■ **Work instruction**
Reproduce exactly the lines below from the one containing "PR #203, opened 2016-03-17" through the one containing "Yeah sounds good", including both, and nothing else.

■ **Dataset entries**
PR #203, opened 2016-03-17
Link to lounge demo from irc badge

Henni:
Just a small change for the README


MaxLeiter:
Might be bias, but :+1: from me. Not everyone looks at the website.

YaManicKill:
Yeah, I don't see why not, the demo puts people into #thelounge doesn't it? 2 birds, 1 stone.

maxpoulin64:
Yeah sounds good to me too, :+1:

* * *

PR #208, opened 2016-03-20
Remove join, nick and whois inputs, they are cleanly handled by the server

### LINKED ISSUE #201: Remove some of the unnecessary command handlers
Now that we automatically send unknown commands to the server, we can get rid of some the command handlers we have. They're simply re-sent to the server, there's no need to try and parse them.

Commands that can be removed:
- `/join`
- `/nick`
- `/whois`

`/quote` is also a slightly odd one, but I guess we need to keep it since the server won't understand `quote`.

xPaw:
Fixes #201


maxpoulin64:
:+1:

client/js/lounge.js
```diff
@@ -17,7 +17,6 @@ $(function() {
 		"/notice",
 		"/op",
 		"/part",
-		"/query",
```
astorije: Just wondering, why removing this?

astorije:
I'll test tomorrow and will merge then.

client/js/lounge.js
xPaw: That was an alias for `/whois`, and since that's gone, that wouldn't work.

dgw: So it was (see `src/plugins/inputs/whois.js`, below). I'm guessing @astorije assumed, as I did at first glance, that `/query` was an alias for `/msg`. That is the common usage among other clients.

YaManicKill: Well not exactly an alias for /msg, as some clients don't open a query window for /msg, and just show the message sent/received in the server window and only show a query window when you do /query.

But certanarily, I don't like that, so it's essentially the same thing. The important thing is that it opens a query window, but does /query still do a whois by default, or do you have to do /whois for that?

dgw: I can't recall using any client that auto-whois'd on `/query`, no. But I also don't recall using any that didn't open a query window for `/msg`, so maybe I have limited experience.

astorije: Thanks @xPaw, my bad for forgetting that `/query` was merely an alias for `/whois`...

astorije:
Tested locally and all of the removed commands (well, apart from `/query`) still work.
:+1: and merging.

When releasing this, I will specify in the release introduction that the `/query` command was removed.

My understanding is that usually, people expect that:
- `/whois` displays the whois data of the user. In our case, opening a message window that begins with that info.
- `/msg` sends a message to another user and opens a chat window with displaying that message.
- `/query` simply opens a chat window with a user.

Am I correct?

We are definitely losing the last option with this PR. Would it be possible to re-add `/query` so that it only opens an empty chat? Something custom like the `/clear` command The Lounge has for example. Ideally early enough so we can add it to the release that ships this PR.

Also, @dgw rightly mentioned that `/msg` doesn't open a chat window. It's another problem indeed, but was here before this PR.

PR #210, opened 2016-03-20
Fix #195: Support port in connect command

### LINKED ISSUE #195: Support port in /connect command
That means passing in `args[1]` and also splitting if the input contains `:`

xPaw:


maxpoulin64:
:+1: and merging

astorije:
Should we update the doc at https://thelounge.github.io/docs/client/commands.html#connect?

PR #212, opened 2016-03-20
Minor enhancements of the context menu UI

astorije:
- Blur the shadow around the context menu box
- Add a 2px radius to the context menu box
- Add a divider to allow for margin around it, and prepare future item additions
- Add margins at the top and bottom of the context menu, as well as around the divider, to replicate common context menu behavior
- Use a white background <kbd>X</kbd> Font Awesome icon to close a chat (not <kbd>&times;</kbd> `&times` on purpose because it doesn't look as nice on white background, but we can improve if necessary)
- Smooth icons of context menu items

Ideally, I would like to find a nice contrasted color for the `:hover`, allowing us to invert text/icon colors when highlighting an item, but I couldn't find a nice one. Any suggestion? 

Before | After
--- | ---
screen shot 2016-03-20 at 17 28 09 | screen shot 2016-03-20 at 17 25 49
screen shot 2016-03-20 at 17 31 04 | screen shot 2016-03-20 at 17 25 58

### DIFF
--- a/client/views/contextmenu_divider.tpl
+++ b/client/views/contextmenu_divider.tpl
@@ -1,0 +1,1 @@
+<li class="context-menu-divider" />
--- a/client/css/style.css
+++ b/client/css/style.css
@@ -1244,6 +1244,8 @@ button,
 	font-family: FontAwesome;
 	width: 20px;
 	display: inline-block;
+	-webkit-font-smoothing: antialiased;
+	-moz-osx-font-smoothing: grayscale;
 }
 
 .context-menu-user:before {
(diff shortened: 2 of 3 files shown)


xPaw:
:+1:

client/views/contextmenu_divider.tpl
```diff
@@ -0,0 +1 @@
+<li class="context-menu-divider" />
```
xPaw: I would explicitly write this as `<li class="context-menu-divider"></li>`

■ **Solved problem**
PR #203, opened 2016-03-17
Link to lounge demo from irc badge

Henni:
Just a small change for the README


MaxLeiter:
Might be bias, but :+1: from me. Not everyone looks at the website.

YaManicKill:
Yeah, I don't see why not, the demo puts people into #thelounge doesn't it? 2 birds, 1 stone.

maxpoulin64:
Yeah sounds good to me too, :+1:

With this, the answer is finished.